This dataset contains details of 2,201,090 unique public tags added to 9,370,614 resources in Trove between August 2008 and July 2022. I harvested the data using the Trove API and saved it as a CSV file with the following columns:
- `tag` – lower-cased text tag
- `date` – date the tag was added
- `zone` – API zone containing the tagged resource
- `record_id` – the identifier of the tagged resource
I've documented the method used to harvest the tags in this notebook.
Using the `zone` and `record_id` you can find more information about a tagged item. To create urls to the resources in Trove:
- for resources in the 'book', 'article', 'picture', 'music', 'map', and 'collection' zones add the `record_id` to `https://trove.nla.gov.au/work/`
- for resources in the 'newspaper' and 'gazette' zones add the `record_id` to `https://trove.nla.gov.au/article/`
- for resources in the 'list' zone add the `record_id` to `https://trove.nla.gov.au/list/`
- Works (such as books) in Trove can have tags attached at either work or version level. This dataset aggregates all tags at the work level, removing any duplicates.
- A single resource in Trove can appear in multiple zones – for example, a book that includes maps and illustrations might appear in the 'book', 'picture', and 'map' zones. This means that some of the tags will essentially be duplicates – harvested from different zones, but relating to the same resource. Depending on your needs, you might want to remove these duplicates.

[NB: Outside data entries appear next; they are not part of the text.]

PR #1868, opened 2026-06-09
PO-2623-Amendment-Service

Elizabeth1420:
https://tools.hmcts.net/jira/browse/PO-2623

### Updates amendment auditing in order for the system to record who posted the change by ID and who they are by username. ###

Changes include:

- Added `postedByName` through the amendment service flow.
- Updated defendant account, party, payment terms, enforcement, and minor creditor call paths where audit finalise is used.
- Updated tests and integration expectations for the new `posted_by_name` behaviour.
- Fixed rebase/checkstyle issues after updating from master.

```
[ ] Yes
[x] No
```


src/main/java/uk/gov/hmcts/opal/service/DefendantAccountPaymentTermsService.java
```diff
@@ -49,6 +49,7 @@ public AddPaymentCardRequestResponse addPaymentCardRequest(
                 defendantAccountId,
                 businessUnitId,
                 businessUnitUserId,
```
Aneesah33: Should we derive businessUnitUserId from UserState here, like the other audit flows, instead of passing the header value straight through?

src/main/resources/db/migration/ddl/V1_51__add_posted_by_name_to_audit_finalise.sql
Aneesah33, line 1: This is a db migration file and should not be in the backend changes. This has been implemented by the db work in PO-2596.

src/main/java/uk/gov/hmcts/opal/service/DefendantAccountPaymentTermsService.java
Elizabeth1420: Updated DefendantAccountPaymentTermsService to derive the business unit user ID from UserState rather than passing through the header value.

src/main/resources/db/migration/ddl/V1_51__add_posted_by_name_to_audit_finalise.sql
Elizabeth1420: I have removed the backend DB migration file

Aneesah33 (approved):
LGTM

Alfred-Gillingham2 (approved):

PR #1893, opened 2026-06-10
PO-2137 Add legacy major creditor at-a-glance endpoint

Aneesah33:

https://tools.hmcts.net/jira/browse/PO-2137

### Change description ###

- Adds legacy support for GET /major-creditor-accounts/{id}/at-a-glance
- Sends LIBRA.get_major_creditor_account_at_a_glance request payloads to legacy GOB
- Maps legacy XML responses to the OpenAPI response shape and returns ETag from creditor_account_version
- Enforces Search and View Accounts permission in any BU
- Adds controller, service, mapper, and integration coverage for the new legacy endpoint
- Adds matching WireMock mapping and XML stub in opal-legacy-db-stub 

```
[ ] Yes
[x] No
```


src/main/java/uk/gov/hmcts/opal/mapper/legacy/GetMajorCreditorAccountAtAGlanceResponseLegacyMapper.java
```diff
@@ -0,0 +1,27 @@
...
+    unmappedTargetPolicy = ReportingPolicy.IGNORE,
+    builder = @Builder(disableBuilder = true)
+)
+public interface GetMajorCreditorAccountAtAGlanceResponseLegacyMapper {
+
+    GetMajorCreditorAccountAtAGlanceResponse toOpal(GetMajorCreditorAccountAtAGlanceLegacyResponse legacy);
+
+    GetMajorCreditorAccountAtAGlanceResponse.MajorCreditor toOpal(MajorCreditorLegacy legacy);
+
+    @Mapping(target = "line1", source = "line1")
```
Sean-Reed-CGI: If target and source are the same no need to mention I think.

Aneesah33: Applied

src/integrationTest/java/uk/gov/hmcts/opal/controllers/LegacyMajorCreditorAccountAtAGlanceIntegrationTest.java
```diff
@@ -0,0 +1,183 @@
...
+
+    private static final String AUTH_HEADER = "Bearer some_value";
+    private static final String URL = "/major-creditor-accounts/{id}/at-a-glance";
+
+    @MockitoBean
+    private UserStateService userStateService;
+
+    @MockitoSpyBean
+    private GatewayService gatewayService;
+
```
Sean-Reed-CGI: Ideally we shouldn't be using any mocks in the integration tests. We can't avoid mocking UserStateService  currently (sadly) but I suspect we don't need to use  @MockitoSpyBean for the GatewayService.

Aneesah33: That is right try to make it of minimum use, i have removed mocks so the test stay focused on endpoint behaviour.

Sean-Reed-CGI (approved):
LGTM

Ju-Morgan (approved):
Reviewed, ALGTM.

PR #1899, opened 2026-06-11
PO-7193 Preserve last enforcement and return result responses in enforcement flow

Aneesah33:

https://tools.hmcts.net/jira/browse/PO-7193

### Change description ###

- persist enforcement result_responses in the keyed format expected by enforcement status mapping
- preserve last_enforcement_action when payment_terms is included in POST /defendant-accounts/{id}/enforcements
- keep standalone addPaymentTerms behaviour unchanged and use an enforcement-specific path for the preserve case
- add unit and integration coverage for the merged enforcement + payment terms flow

```
[ ] Yes
[x] No
```


ShanCGI (approved):
Looks good to me

stephenmagill (approved):

PR #1913, opened 2026-06-15
PO-7222 Update operational report permissions 

HennaParmar:
https://tools.hmcts.net/jira/browse/PO-7222

### Change description ###
Fixed GET /reports/{id} returning 403 for the two operational reports by populating the missing report permission metadata in seeded data.
A new DB migration sets the permission for operational_report_enforcement and operational_report_payment to SEARCH_AND_VIEW_ACCOUNTS, which allows authorised users to retrieve those report definitions through the normal reports API path.
Integration coverage was updated to verify that both operational reports now return 200 OK for authorised users and still return 403 Forbidden when the user does not have the required permission.

```
[ ] Yes
[ x ] No
```


Sean-Reed-CGI (approved):
LGTM

Aneesah33 (approved):

vibhu-HMCTS (approved):

tonymccallion-hmcts (approved):
DB SQL script was previously added but has now been removed. Approving for DB team, assuming no SQL script will be added to the PR after approval.

PR #1920, opened 2026-06-16
PO-2256 Add detailed operation report by payment

sarahtw-cgi:
https://tools.hmcts.net/jira/browse/PO-2256

### Change description ###
Add report generation code for the detailed Operation by Payment report.

Restructured where the operation report code sits for better organisation. This was done in the first commit: https://github.com/hmcts/opal-fines-service/pull/1920/changes/e9619928cbb4d27f75fcc80751988bb48916fd39

Logic is in the subsequent commit/commits.

```
[ ] Yes
[X] No
```


src/main/java/uk/gov/hmcts/opal/service/report/operation/OperationReportByPaymentService.java
```diff
@@ -0,0 +1,139 @@
...
+        }
+        return detailedResultMapper.map(accounts);
+    }
+
+    private List<DefendantAccountEntity> filterByLatestEnforcementPayment(
+        List<DefendantAccountEntity> accounts,
+        OperationReportByPaymentFiltersDto filters
+    ) {
+        boolean paymentMade = Boolean.TRUE.equals(filters.getIsPaymentMade());
+        return accounts.stream()
```
ShanCGI: Suggestion: Avoid per-account queries in the payment report filters

Problem: For `sinceLastEnforcementAction` and `isWithRegf`, the service loads all commonly matching accounts and then performs enforcement and transaction lookups inside a stream for each account.

Why: Operational reports can span multiple business units and large account populations. This introduces at least two extra database round trips per candidate account before row mapping starts, so the branch can degrade badly as soon as the common filters are broad. The TDIA classifies report creation as a backend operation and the shared review guidance calls out N+1 queries as high risk.

src/main/java/uk/gov/hmcts/opal/service/report/operation/OperationReportByPaymentService.java
```diff
@@ -0,0 +1,139 @@
...
+                account, filters.getSinceLastEnforcementAction()))
+            .toList();
+    }
+
+    private List<DefendantAccountEntity> filterByRegfPayment(
+        List<DefendantAccountEntity> accounts,
+        OperationReportByPaymentFiltersDto filters
+    ) {
+        boolean paymentMade = Boolean.TRUE.equals(filters.getIsPaymentMade());
+        return accounts.stream()
```
ShanCGI, line 78: See comment in filterByLatestEnforcementPayment(...) L64 above.

src/main/java/uk/gov/hmcts/opal/service/report/operation/OperationReportByPaymentService.java
```diff
@@ -0,0 +1,139 @@
...
+        OperationReportByPaymentFiltersDto filters = readFilters(reportInstance);
+        validator.validate(filters);
+        List<DefendantAccountEntity> accounts = defendantAccountRepository.findAll(
+            OperationReportSpecs.accountFiltersSpec(filters),
+            Sort.by(ACCOUNT_NUMBER)
+        );
+        if (filters.getSinceLastEnforcementAction() != null) {
+            return detailedResultMapper.map(filterByLatestEnforcementPayment(accounts, filters));
+        }
+        if (Boolean.TRUE.equals(filters.getIsWithRegf())) {
```
ShanCGI: Reject `isWithRegf=false` instead of treating it as the selected include-account mode

Problem: The validator increments the include-account filter count whenever `isWithRegf` is non-null, but the service only runs REGF logic when `Boolean.TRUE.equals(filters.getIsWithRegf())`.

Why: If report parameters contain `"isWithRegf": false` with no `sinceDate` or `sinceLastEnforcementAction`, validation passes even though no include-account option is actually selected. The service then falls through to `detailedResultMapper.map(accounts)` after the broad payment-made predicate, producing an untethered any-payment/no-payment-ever report instead of one of the three required modes.

src/main/java/uk/gov/hmcts/opal/service/report/operation/OperationReportByPaymentValidator.java
```diff
@@ -0,0 +1,48 @@
...
+    private void validateIncludeAccounts(OperationReportByPaymentFiltersDto filters,
+        List<String> validationErrors) {
+        int count = 0;
+        if (filters.getSinceLastEnforcementAction() != null) {
+            count++;
+        }
+        if (filters.getSinceDate() != null) {
+            count++;
+        }
+        if (filters.getIsWithRegf() != null) {
```
ShanCGI: See comment in `OperationReportByPaymentService.generateReportData(...)` L53

src/main/java/uk/gov/hmcts/opal/service/report/operation/OperationReportByPaymentService.java
```diff
@@ -0,0 +1,139 @@
...
+            .filter(account -> {
+                EnforcementEntity enforcement =
+                    enforcementRepository.findTopByDefendantAccountIdAndResultIdOrderByPostedDateAsc(
+                        account.getDefendantAccountId(),
+                        ResultId.REGF.name()
+                    );
+                if (enforcement == null || enforcement.getPostedDate() == null) {
+                    return false;
+                }
+                boolean hasPaymentAfterRegf =
```
ShanCGI: Cutoff checks count non-payment transactions as payments.

Problem: `hasPaymentAfterEnforcement(...)` and the REGF path use `existsByDefendantAccountIdAndPostedDateGreaterThanEqual(...)`, whose repository method only filters by account id and posted date.

Why: The report definition is specifically “Payment Made by the Defendant”. The branch already models that as `associated_record_type = DEFENDANT_ACCOUNTS`, transaction type `PAYMNT` or `CHEQUE`, and status `C` or `P` in `DefendantTransactionSpecs.paymentMadeOnOrAfterDatePredicate(...)`; the direct repository existence check ignores all of that. A `CONSOL`, write-off, reversed/cancelled transaction, or other non-payment after the cutoff can make an account appear as “payment made” and exclude it from “payment not made”.

src/main/java/uk/gov/hmcts/opal/service/report/operation/OperationReportByPaymentService.java
```diff
@@ -0,0 +1,139 @@
...
+    }
+
+    private boolean hasPaymentAfterEnforcement(
+        DefendantAccountEntity account,
+        EnforcementEntity enforcement
+    ) {
+        if (enforcement == null || enforcement.getPostedDate() == null) {
+            return false;
+        }
+        return defendantTransactionRepository.existsByDefendantAccountIdAndPostedDateGreaterThanEqual(
```
ShanCGI: Cutoff checks count non-payment transactions as payments.

See comment in `filterByRegfPayment(...)` above.

src/main/java/uk/gov/hmcts/opal/service/report/operation/OperationReportByPaymentService.java
```diff
@@ -0,0 +1,139 @@
...
+    @Override
+    public ReportId getReportId() {
+        return OP_PAYMENT;
+    }
+
+    @Override
+    public ReportDataInterface generateReportData(ReportInstanceEntity reportInstance) {
+        OperationReportByPaymentFiltersDto filters = readFilters(reportInstance);
+        validator.validate(filters);
+        List<DefendantAccountEntity> accounts = defendantAccountRepository.findAll(
```
ShanCGI: Avoid prefilter since-last/REGF “payment not made” reports by any historic payment

Problem: `OperationReportSpecs.accountFiltersByPayment(...)` always adds `addIsPaymentMadeFilter(...)`, and when `sinceDate` is null that subquery checks for any payment at any time. For `sinceLastEnforcementAction` and `isWithRegf`, `OperationReportByPaymentService` then applies the actual cutoff in memory, but only after this broad prefilter has already removed accounts with earlier payments.

Why: Jira AC4 and AC6 require “payment not made” to include accounts with no defendant payment on or after the last enforcement/earliest REGF date. An account that paid before that cutoff but not after it should be returned, but the current DB predicate excludes it before the cutoff-specific check runs.

sarahtw-cgi: I've now made the paymentMadeFilter only apply to 'sinceDate' actions and REGF and sinceLastEnforcement are done with a Repository method

src/main/java/uk/gov/hmcts/opal/service/report/operation/OperationReportByPaymentService.java
sarahtw-cgi: This is now done with a call to a repository method

src/main/java/uk/gov/hmcts/opal/service/report/operation/OperationReportByPaymentService.java
sarahtw-cgi: I have created a "PaymentReportMode" parameter with 'WITH_REGF', 'SINCE_DATE', and 'SINCE_LAST_ENFORCEMENT' so false is not an option

src/main/java/uk/gov/hmcts/opal/service/report/operation/OperationReportByPaymentService.java
sarahtw-cgi: Repository method updated to now check for payment made

ShanCGI (approved):
Looks good.

Nipa1410 (approved):

PR #1939, opened 2026-06-18
Po 2254 get report instance endpoint

alex-reeves-cgi:

https://tools.hmcts.net/jira/browse/PO-2254

### Change description ###

Implement/add new endpoint for GET report instance entity by id

```
[ ] Yes
[X] No
```


src/test/java/uk/gov/hmcts/opal/service/report/GenericReportServiceTest.java
```diff
@@ -239,6 +254,68 @@ void generateReportInstanceContent_unableToSaveToDb_throwsException() {
...
+        when(reportInstanceRepository.findById(1L)).thenReturn(Optional.empty());
+
+        EntityNotFoundException exception = assertThrows(EntityNotFoundException.class,
+            () -> genericReportService.getReportInstance(1L));
+
+        assertEquals("Report instance not found with id: 1", exception.getMessage());
+    }
+
+    @Test
+    void getReportInstance_withoutBusinessUnit_returnsReportInstance() {
```
sarahtw-cgi: Should business units always be present?

src/main/java/uk/gov/hmcts/opal/mapper/common/JsonMapper.java
```diff
@@ -0,0 +1,30 @@
...
+        return objectMapper.readValue(jsonString, new TypeReference<>() {});
+    }
+
+    @Named("mapToJsonString")
+    default String mapToJsonString(Map<String, String> map) throws JsonProcessingException {
+        if (map == null) {
+            return null;
+        }
+        return objectMapper.writeValueAsString(map);
+    }
```
sarahtw-cgi: There's a JsonMapperHelper.class with similar logic. could these classes be merged?

sarahtw-cgi (commented):
Looks good. Left a couple of comments

src/test/java/uk/gov/hmcts/opal/service/report/GenericReportServiceTest.java
alex-reeves-cgi: I think that's true, but the db doesn't enforce not null on the business unit IDs field. This test is there for that plus coverage, I could remove the check in src/main/java/uk/gov/hmcts/opal/service/report/GenericReportService.java and the test, what do you think?

src/main/java/uk/gov/hmcts/opal/mapper/common/JsonMapper.java
alex-reeves-cgi: Good spot, yeah I'll use that. Looks like this outdates JsonMapperHelper but that's in master 1st

sarahtw-cgi (approved):

stephenmagill (approved):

- While most of the tags were added by Trove users, more than 500,000 tags were added by Trove itself in November 2009. I think these tags were automatically generated from related Wikipedia pages. Depending on your needs, you might want to exclude these by limiting the date range or zones.
- User content added to Trove, including tags, is available for reuse under a CC-BY-NC licence.
See this notebook for some examples of how you can manipulate, analyse, and visualise the tag data.